The SalesmanEmad (Shahab Hosseini) and Rana (Taraneh Alidoosti), a couple of actors living in Tehran, move into a new apartment. One evening, while she is alone, Rana inadvertently leaves the door open. A stranger enters and attacks her while she is having a shower.

Another rape! The second on this last day of the festival. But Farhadi’s purpose is much weightier than that of Verhoeven. In today’s perplexing Iran (where veiled actresses perform Arthur Miller), it is a reflection on the legitimacy of the battles we fight on behalf of others and forgiveness. It is both modest, generous, and terribly unsettling. With an open ending that is anything but conclusive.

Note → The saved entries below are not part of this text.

PR #158, opened 2021-09-16
wip: simplify tunnel

szmarczak:
#### this PR

- [x] simplify `TcpTunnel` https://blog.apify.com/tunneling-arbitrary-protocols-over-http-proxy-with-static-ip-address-b3a2222191ff/
- [x] turn the 5 parameters of `direct` and `chain` into object

#### [wip: simplify forward](https://github.com/apify/proxy-chain/pull/153)

- [x] remove babel
- [x] added https support
  - [ ] test
- [x] require node.js 14

#### [wip: simplify custom response](https://github.com/apify/proxy-chain/pull/154)

- [x] simplify custom response
- [x] use shared eslint config

#### [wip: simplify direct](https://github.com/apify/proxy-chain/pull/155)

- [x] simplify direct

#### [wip: simplify chain](https://github.com/apify/proxy-chain/pull/156)

- [x] simplify chain
  - [x] remove handler base

#### [wip: simplify tools](https://github.com/apify/proxy-chain/pull/157)

- [x] simplify tools
  - [x] remove `parseUrl(...)` in favor of `new URL(...)`
  - [x] remove `parseHostHeader(...)` in favor of `new URL(...)`
  - [x] remove `isInvalidHeader(...)` (unused)
  - [x] tests: remove buggy `findFreePort` in favor of `port: 0`
  - [x] simplify `redactUrl`
  - [x] remove `addHeader` (leftover from #156)
- [x] add IPv6 tests

There's a slight behavior change in `parseAuthorizationHeader`. It now returns `{ type: '', data: '' }` (instead of `null`) if the `proxy-authorization` header is invalid.

#### TODO (those will be separate PRs)

- [ ] simplify server
- [ ] use typescript
- [ ] more descriptive errors
- [ ] enable coverage


src/chain.js
```diff
@@ -2,14 +2,10 @@ const http = require('http');
 const { getBasic } = require('./utils/get_basic');
 
 /**
- * @param {http.ClientRequest} request
- * @param {net.Socket} source
- * @param {buffer.Buffer} head
- * @param {*} handlerOpts
- * @param {*} server
+ * @param {*} options
```
B4nan, line 5: would be good to document each of the options

B4nan (approved):
codewise looking good, let's see what others think about the implementation

src/chain.js
szmarczak: They will be removed when we switch to TypeScript. Won't have any effect then.

B4nan: They would be converted to an interface, not removed, right?

szmarczak: yep, but the jsdocs won't be there since TypeScript will make them moot

mnmkng: Can we JSDoc an interface? Aka have the comments explaining what's what on the interface itself? I mean, I have literally no idea what some of those are.

src/server.js
```diff
@@ -169,13 +169,15 @@ class Server extends EventEmitter {
                 handlerOpts = result;
                 handlerOpts.srcHead = head;
 
+                const data = { request, source: socket, head, handlerOpts, server: this };
```
mnmkng, line 172: Would it make sense to make a class out of this instead of a plain object? It seems quite complex and we will be making an interface anyway. Just sayin'. 🤷

src/chain.js
B4nan: sure, that is what i'd like to see in the end. we don't need to comment every single property, but some are definitely worth a few extra words.

```ts
interface FooBar {
  /** this is a foo */
  foo: number;
  /** this is a bar */
  bar: string;
}
```

those comments won't be presented via intellisense, but they are there when hovering over the propert

image

src/tcp_tunnel_tools.js
```diff
@@ -1,78 +1,66 @@
...
+        if (verbose) console.log(...args);
     };
 
+    server.log = log;
+
     server.on('connection', (srcSocket) => {
-        const { port } = server.address();
+        runningServers[address].connections.push(srcSocket);
 
-        runningServers[port].connections.push(srcSocket);
```
mnmkng, line 33: I see that we're now using an address that changes betwen IPv4 and 6, but now the use of a closured variable, which is initialized as `undefined` and only set in some other callback 20 lines later is not very readable. Is there a way to improve it?

src/tcp_tunnel_tools.js
```diff
@@ -1,78 +1,66 @@
...
         });
+    });
 
-        tunnel.run();
+    const promise = new Promise((resolve, reject) => {
+        server.once('error', reject);
 
-        srcSocket.on('data', onConnData);
-        srcSocket.on('close', onConnClose);
-        srcSocket.on('error', onConnError);
```
mnmkng, line 53: Are we removing all the logs? Why?

src/tcp_tunnel_tools.js
```diff
@@ -81,26 +69,19 @@ function createTunnel(proxyUrl, targetHost, providedOptions = {}, callback) {
...
-    })
-        .then((serverExists) => new Promise((resolve) => {
-            if (!serverExists) return resolve(false);
-            runningServers[port].server.close(() => {
-                delete runningServers[port];
-                resolve(true);
-            });
-        }));
+function closeTunnel(address, closeConnections) {
+    if (!runningServers[address]) return false;
```
mnmkng, line 73: I would make a variable out of `runningServers[address]`. It's used in 3 places and `runningServers[address].connections` and `runningServers[address].server.close()` is a bit too much.

src/tcp_tunnel_tools.js
```diff
@@ -81,26 +69,19 @@ function createTunnel(proxyUrl, targetHost, providedOptions = {}, callback) {
...
 
-    return nodeify(promise, callback);
+    if (closeConnections) {
+        for (const connection of runningServers[address].connections) {
+            connection.destroy();
+        }
+    }
+
+    runningServers[address].server.close();
```
mnmkng, line 81: Why ignore the close callback?

src/tcp_tunnel_tools.js
```diff
@@ -81,26 +69,19 @@ function createTunnel(proxyUrl, targetHost, providedOptions = {}, callback) {
 
 module.exports.createTunnel = createTunnel;
 
-function closeTunnel(serverPath, closeConnections, callback) {
-    const [hostname, port] = serverPath.split(':');
-    if (!hostname) throw new Error('serverPath must contain hostname');
-    if (!port) throw new Error('serverPath must contain port');
```
mnmkng, line 87: I'm not saying this validation is great, but `closeTunnel` is public API. So we should validate this somehow or document the shape of `address` properly and enforce its type.

src/chain.js
```diff
@@ -2,14 +2,10 @@ const http = require('http');
...
  */
-const chain = (request, source, head, handlerOpts, server) => {
-    if (head.length > 0) {
+const chain = ({ request, source, head, handlerOpts, server, plain }) => {
```
jancurn, line 7: Tiny thing: If `plain` is a boolean, in the Apify codebase by convention we prefix those variables with `has` or `is`. E.g. `isPlain`

src/tcp_tunnel_tools.js
```diff
@@ -81,26 +69,19 @@ function createTunnel(proxyUrl, targetHost, providedOptions = {}, callback) {
...
-
-    const promise = new Promise((resolve) => {
```
mnmkng, line 89: I read in the docs that this returns a promise if the callback is not provided. I wonder if it makes sense to remove that capability and potentially break someone's code. What's the benefit?

src/chain.js
jancurn: Indeed, without the comments, it will be very hard for anyone to maintain this code in the future

mnmkng (changes requested):

src/chain.js
szmarczak: Good idea.

src/server.js
szmarczak: Nope. Why a class?

src/tcp_tunnel_tools.js
szmarczak: Ah, sorry, forgot about them by accident. Will restore this.

src/tcp_tunnel_tools.js
szmarczak: We could make a function `getAddress`. Wdyt?

src/tcp_tunnel_tools.js
szmarczak: > So we should validate this somehow

This return `false` if the server does not exist. If anybody wants to reassure an actual server was closed they should make an assertion.

src/server.js
mnmkng: To encapsulate some logic which seems to be used in a lot of places and give it a name. Readability and documentation purposes. It's not important though. Just something that occured to me when I saw a plain object stuffed with 5 properties.

src/tcp_tunnel_tools.js
mnmkng: Yeah, sounds good.

src/tcp_tunnel_tools.js
szmarczak: > I wonder if it makes sense to remove that capability and potentially break someone's code.

Indeed, this is breaking.

> What's the benefit?

There's no need for this code to be asynchronous. The `error` argument is either undefined or an Error if the server was already closed, which by the current usage here, is never the case.

src/tcp_tunnel_tools.js
szmarczak: https://github.com/apify/proxy-chain/pull/158#discussion_r710264562

src/server.js
szmarczak: Hmm... The documentation purposes is very convincing 🤔 I don't think it's worth it for 5 properties though. TypeScript interface should be sufficient to be honest.

src/tcp_tunnel_tools.js
mnmkng: It's not about making sure that a server was closed, but knowing that you passed in the correct argument.

src/tcp_tunnel_tools.js
mnmkng: Yeah, it's true that the error argument is rather pointless. But someone might want to just plainly wait for the server to close before doing something else. Now they can't.

src/chain.js
szmarczak: @jancurn With due respect, the previous implementation was very hard to maintain in contrast to this one. TypeScript will make it more understandable as well. By knowing the Node.js API and reading the code, the meaning of the properties is very clear. I'm not saying that we mustn't doc this. Just doing so won't help that much IMHO. Maybe this is just me and needs to be documented 100%.

szmarczak: I have had a discussion with @mnmkng and decided to add comments anyway. Here's the golden rule I very liked:

> Always leave the campground cleaner than you found it

:D

src/tcp_tunnel_tools.js
szmarczak: > It's not about making sure that a server was closed, but knowing that you passed in the correct argument.

I don't understand how relevant this is. The purpose of this function is to close a server.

The predictions remain, or rather THE FAVORITES:

For my part, let’s say I would be disappointed if the awards list is not enriched with the following quartet:

  • Ma Loute (Bruno Dumont- France)
  • Toni Erdmann (Maren Ade-Germany)

  • Aquarius (Kleber Mendonça Filho- Brazil)

  • Bacalaureat (Cristian Mungiu- Romania)

However, I wouldn’t mind if, beyond his film of the year, Pedro Almodovar is rewarded in some way for his entire body of work (I’m repeating myself, I’ve said this several times on this blog in previous years!).